• _Work request_:
In the listing below, look for "TestOpenInBrowserWithoutHead" and copy every line that has it.

• _Exercise input_:
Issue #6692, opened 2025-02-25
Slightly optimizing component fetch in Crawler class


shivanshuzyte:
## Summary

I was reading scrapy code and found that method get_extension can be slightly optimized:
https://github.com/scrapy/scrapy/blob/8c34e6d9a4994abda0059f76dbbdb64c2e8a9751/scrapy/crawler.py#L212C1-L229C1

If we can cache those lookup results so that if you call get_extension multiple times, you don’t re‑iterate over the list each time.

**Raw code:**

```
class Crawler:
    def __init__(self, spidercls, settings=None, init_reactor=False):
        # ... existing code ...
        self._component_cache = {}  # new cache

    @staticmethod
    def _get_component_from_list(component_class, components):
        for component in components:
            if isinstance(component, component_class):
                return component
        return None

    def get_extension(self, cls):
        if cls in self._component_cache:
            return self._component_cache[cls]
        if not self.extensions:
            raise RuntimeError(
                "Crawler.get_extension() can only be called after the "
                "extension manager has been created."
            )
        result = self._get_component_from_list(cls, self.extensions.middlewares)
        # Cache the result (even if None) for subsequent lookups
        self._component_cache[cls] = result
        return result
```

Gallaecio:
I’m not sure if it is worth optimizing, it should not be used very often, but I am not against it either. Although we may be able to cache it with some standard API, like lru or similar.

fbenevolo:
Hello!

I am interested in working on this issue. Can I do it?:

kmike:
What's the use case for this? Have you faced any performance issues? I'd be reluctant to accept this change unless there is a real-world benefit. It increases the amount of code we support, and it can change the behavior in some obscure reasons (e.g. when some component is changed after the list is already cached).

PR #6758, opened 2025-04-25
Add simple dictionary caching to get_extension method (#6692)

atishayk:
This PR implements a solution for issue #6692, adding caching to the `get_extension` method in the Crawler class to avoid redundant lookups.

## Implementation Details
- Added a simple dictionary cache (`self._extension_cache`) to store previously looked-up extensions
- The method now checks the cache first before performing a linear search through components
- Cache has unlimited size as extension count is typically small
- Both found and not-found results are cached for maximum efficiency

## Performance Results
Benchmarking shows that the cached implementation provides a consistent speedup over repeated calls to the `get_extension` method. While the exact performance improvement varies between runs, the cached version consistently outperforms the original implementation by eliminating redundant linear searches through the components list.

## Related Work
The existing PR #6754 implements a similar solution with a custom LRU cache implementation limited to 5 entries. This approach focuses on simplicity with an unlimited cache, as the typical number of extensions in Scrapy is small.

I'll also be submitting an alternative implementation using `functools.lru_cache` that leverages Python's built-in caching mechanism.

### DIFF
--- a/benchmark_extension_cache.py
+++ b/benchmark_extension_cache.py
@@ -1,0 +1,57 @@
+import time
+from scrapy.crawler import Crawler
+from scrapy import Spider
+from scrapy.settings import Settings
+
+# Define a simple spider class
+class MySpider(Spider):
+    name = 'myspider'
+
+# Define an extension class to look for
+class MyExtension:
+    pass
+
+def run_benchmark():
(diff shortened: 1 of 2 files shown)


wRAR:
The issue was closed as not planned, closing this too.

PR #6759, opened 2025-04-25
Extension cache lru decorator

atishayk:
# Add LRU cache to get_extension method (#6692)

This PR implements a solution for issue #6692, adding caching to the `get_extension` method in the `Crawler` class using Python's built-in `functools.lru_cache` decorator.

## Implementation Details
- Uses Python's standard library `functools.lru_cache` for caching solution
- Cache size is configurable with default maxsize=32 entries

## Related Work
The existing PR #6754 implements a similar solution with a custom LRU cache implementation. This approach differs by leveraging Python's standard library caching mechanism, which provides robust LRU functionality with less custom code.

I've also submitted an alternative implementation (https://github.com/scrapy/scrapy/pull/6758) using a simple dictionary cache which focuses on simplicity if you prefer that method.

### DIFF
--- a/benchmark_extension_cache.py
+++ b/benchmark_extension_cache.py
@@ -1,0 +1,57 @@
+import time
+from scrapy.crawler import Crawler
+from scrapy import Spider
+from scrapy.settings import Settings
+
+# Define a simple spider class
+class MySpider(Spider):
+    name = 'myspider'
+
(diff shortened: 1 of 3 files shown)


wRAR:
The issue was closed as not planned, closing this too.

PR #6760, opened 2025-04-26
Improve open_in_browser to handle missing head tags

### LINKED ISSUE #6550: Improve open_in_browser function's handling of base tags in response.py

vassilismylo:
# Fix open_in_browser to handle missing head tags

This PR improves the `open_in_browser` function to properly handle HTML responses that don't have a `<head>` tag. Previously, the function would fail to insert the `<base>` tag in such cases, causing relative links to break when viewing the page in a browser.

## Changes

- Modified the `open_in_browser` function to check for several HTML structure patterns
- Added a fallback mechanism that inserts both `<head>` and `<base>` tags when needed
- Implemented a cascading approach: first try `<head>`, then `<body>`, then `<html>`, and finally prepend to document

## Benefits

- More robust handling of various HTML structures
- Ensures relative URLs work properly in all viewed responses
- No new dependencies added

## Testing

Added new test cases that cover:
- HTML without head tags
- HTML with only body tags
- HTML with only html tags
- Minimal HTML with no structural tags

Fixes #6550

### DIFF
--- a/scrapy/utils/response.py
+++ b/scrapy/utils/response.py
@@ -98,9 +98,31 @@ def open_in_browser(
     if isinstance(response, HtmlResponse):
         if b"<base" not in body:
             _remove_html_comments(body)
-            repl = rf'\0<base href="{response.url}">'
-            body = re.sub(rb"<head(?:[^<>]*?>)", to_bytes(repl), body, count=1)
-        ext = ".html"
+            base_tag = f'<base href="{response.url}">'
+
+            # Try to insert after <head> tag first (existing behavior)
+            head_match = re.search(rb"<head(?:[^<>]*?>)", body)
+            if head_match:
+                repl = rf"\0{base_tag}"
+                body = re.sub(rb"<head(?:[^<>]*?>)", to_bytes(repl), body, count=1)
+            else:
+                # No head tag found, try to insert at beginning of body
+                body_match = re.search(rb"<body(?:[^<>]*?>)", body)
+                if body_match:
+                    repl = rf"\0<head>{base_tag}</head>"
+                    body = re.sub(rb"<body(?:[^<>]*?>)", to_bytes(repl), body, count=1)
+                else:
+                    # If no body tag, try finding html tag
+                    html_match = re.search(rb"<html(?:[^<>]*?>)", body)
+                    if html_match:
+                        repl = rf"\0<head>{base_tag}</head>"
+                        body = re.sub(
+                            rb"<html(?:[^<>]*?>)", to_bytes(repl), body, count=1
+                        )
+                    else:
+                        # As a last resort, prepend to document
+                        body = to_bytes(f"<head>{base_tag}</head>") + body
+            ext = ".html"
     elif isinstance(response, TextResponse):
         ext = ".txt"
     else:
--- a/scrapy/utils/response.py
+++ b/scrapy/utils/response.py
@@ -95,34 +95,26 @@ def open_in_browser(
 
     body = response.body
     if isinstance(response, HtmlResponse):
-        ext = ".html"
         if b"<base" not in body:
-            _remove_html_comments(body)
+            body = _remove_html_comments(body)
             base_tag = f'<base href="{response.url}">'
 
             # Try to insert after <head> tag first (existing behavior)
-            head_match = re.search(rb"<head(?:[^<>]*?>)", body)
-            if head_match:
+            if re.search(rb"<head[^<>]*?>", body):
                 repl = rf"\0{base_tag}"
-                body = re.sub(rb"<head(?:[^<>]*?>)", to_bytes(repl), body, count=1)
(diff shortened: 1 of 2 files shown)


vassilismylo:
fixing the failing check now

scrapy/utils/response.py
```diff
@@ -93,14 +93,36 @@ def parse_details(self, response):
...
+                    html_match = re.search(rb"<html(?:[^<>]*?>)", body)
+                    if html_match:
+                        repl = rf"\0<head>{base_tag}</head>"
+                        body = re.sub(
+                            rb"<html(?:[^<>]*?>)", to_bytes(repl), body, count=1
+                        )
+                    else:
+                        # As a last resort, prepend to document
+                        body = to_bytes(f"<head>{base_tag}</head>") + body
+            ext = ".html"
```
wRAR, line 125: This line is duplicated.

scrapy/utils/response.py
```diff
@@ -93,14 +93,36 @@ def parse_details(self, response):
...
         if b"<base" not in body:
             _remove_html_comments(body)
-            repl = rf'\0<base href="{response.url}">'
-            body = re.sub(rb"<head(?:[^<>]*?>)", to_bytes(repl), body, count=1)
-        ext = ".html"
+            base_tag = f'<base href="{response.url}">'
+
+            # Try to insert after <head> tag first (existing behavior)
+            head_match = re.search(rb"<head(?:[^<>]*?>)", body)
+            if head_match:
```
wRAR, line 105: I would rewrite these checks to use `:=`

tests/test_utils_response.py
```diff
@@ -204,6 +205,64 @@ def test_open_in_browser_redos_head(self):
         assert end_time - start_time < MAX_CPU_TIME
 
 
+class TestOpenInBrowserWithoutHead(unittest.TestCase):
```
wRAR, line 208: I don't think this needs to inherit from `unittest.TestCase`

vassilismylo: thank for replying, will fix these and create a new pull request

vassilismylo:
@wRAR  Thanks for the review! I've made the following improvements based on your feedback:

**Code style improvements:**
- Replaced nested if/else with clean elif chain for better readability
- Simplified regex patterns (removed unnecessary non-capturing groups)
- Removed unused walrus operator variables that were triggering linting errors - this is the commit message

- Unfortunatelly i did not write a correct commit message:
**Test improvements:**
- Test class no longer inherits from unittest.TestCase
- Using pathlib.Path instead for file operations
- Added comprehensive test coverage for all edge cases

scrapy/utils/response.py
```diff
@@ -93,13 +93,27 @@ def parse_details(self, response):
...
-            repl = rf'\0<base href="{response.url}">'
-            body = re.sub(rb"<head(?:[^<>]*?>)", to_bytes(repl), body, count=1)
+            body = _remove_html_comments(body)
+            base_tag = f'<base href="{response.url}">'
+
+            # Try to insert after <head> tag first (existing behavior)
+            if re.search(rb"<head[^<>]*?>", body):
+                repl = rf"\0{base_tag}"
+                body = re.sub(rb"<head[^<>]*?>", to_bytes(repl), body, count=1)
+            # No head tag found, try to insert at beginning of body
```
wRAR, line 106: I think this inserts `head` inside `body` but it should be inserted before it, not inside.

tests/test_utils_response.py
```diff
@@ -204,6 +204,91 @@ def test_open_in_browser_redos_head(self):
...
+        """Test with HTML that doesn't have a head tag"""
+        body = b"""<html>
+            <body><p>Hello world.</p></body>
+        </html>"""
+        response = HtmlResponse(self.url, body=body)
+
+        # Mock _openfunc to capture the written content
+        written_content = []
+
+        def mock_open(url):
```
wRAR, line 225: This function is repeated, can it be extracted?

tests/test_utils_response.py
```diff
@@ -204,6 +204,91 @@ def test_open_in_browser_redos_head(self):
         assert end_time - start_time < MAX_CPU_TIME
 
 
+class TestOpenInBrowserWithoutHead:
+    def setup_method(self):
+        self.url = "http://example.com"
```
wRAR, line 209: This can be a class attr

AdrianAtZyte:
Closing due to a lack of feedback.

• _Answer box_:
+class TestOpenInBrowserWithoutHead(unittest.TestCase):
+class TestOpenInBrowserWithoutHead:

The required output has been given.